● Raw data:
PR #11960, opened 2026-07-21
refactor(mocker): share live scheduler loop

connorcarpenter15:
## Overview:

Extract the duplicated Mocker vLLM and SGLang live scheduler actor loops into one shared implementation. This is the first prerequisite split from #11917; request cancellation and the public live request engine remain outside this PR.

## Details:

- Move request intake, pass timing, command handling, lifecycle publication, metrics, and progress waits into `scheduler/live_boundary.rs`.
- Keep the existing role-derived `controls_enabled` behavior and unbounded output channel semantics.
- Reduce the vLLM and SGLang live modules to scheduler wrappers and engine-specific hooks.
- Relocate the three existing boundary-publication tests without expanding their coverage.
- Fix shutdown observation between continuously productive zero-duration passes in a separate commit with one focused regression test.
- Do not add `CancelRequest`, a cancellation lane, bounded output plumbing, or `LiveEngine`.

- `lib/mocker/src/scheduler/live_boundary.rs` for the shared actor loop.
- `lib/mocker/src/scheduler/vllm/live.rs` and `lib/mocker/src/scheduler/sglang/live.rs` for the engine-specific adapters.
- `lib/mocker/src/scheduler/live_boundary/tests.rs` for the relocated ordering tests and shutdown regression.

## Related Issues

- [DIS-2473: Expose Mocker as a live request engine for sidecar adapters](https://linear.app/nvidia/issue/DIS-2473/expose-mocker-as-a-live-request-engine-for-sidecar-adapters)
- Relates to #11873

## Testing

- `cargo test -p dynamo-mocker --lib -- --skip services::bootstrap::tests` (512 passed, 1 pre-existing ignored)
- Focused live-boundary, vLLM live-scheduler, and SGLang lifecycle tests
- KVBM-offload test attempted locally but blocked during dependency build because the host has CUDA 11; KVBM requires CUDA 12+

## Summary by CodeRabbit

- **Improvements**
  - Improved live scheduling coordination across supported runtime backends.
  - Ensured outputs, lifecycle events, metrics, acknowledgements, and related updates are published in a consistent order.
  - Improved handling of deferred work and internal scheduling deadlines for smoother progress.
  - Added more reliable cancellation and shutdown behavior, including protection against endless zero-duration processing loops.

- **Tests**
  - Added coverage for publication ordering, command-driven effects, mid-pass acknowledgements, and clean shutdown behavior.

### DIFF
--- a/lib/mocker/src/scheduler/live_boundary.rs
+++ b/lib/mocker/src/scheduler/live_boundary.rs
@@ -199,6 +199,11 @@ async fn run_live_scheduler<C: LiveBoundaryCore>(
     let mut deferred_commands = VecDeque::new();
 
     loop {
+        // Productive zero-duration passes may never enter one of the
+        // cancellation-aware waits below.
+        if cancel_token.is_cancelled() {
+            break;
+        }
         if !receive_until_live_schedulable(
             core,
             &mut request_rx,
--- a/lib/mocker/src/scheduler/live_boundary.rs
+++ b/lib/mocker/src/scheduler/live_boundary.rs
@@ -1,16 +1,28 @@
 // SPDX-FileCopyrightText: Copyright (c) 2026 NVIDIA CORPORATION & AFFILIATES. All rights reserved.
 // SPDX-License-Identifier: Apache-2.0
 
-use crate::common::protocols::{FpmPublisher, KvEventPublishers, OutputSignal};
+use std::collections::VecDeque;
+use std::future::Future;
+use std::pin::Pin;
+use std::sync::{Arc, Mutex};
+use std::time::{Duration, Instant};
+
+use crate::common::protocols::{
+    DirectRequest, FpmPublisher, KvEventPublishers, MockEngineArgs, OutputSignal,
+};
+use crate::common::utils::sleep_until_precise;
 use crate::scheduler::kv_event_sink::{
-    DeferredKvPublish, DeferredKvPublishBuffer, publish_deferred_fpm, publish_deferred_kv_events,
+    DeferredKvPublish, DeferredKvPublishBuffer, capture_deferred_kv_publish_sink,
+    publish_deferred_fpm, publish_deferred_kv_events,
 };
 use crate::scheduler::vllm::MockerMetrics;
 use crate::scheduler::{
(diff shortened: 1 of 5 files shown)


lib/mocker/src/scheduler/live_boundary.rs
```diff
@@ -53,6 +79,214 @@ pub(crate) trait LiveBoundaryCore {
...
+    cancel_token: CancellationToken,
+    controls_enabled: bool,
+) {
+    let scheduler_start = Instant::now();
+    let mut deferred_commands = VecDeque::new();
+
+    loop {
+        // Productive zero-duration passes may never enter one of the
+        // cancellation-aware waits below.
+        if cancel_token.is_cancelled() {
```
PeaBrane, line 204: Non-blocking: this observes cancellation once the token is set, but a productive zero-duration loop can still starve an external canceller on a current-thread runtime. Zero modeled duration does not necessarily mean zero progress, so fixing this correctly requires care rather than treating every zero-duration pass as idle. Since the behavior is pre-existing, I’d prefer preserving it in this refactor and fixing it separately. Could you leave a TODO here for cooperative scheduling and an external-canceller regression test?

PeaBrane (approved):
Nice cleanup—the shared boundary centralizes live-loop invariants while preserving the vLLM/SGLang-specific timing and KVBM hooks. Offline replay bypasses this actor and drives `EngineCore` directly, so I don’t think the offline parity/performance campaign is a meaningful gate here. One non-blocking TODO below.

lib/mocker/src/scheduler/live_boundary.rs
connorcarpenter15: Good catch. I agree this is pre-existing behavior and that this refactor should preserve the productive zero-duration semantics rather than fold in a cooperative-scheduling change. I’ll handle the yield behavior and add a current-thread external-canceller regression in the immediate cancellation follow-up, #11964, where external cancellation becomes part of the scheduler contract. That keeps the behavioral change and its test together, so I’m going to leave this PR unchanged rather than add a TODO that the next PR would immediately remove.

● Task details:
When the word "Instant" appears in a line of the data, that line is counted; report the number only.

● Answer to this problem:
2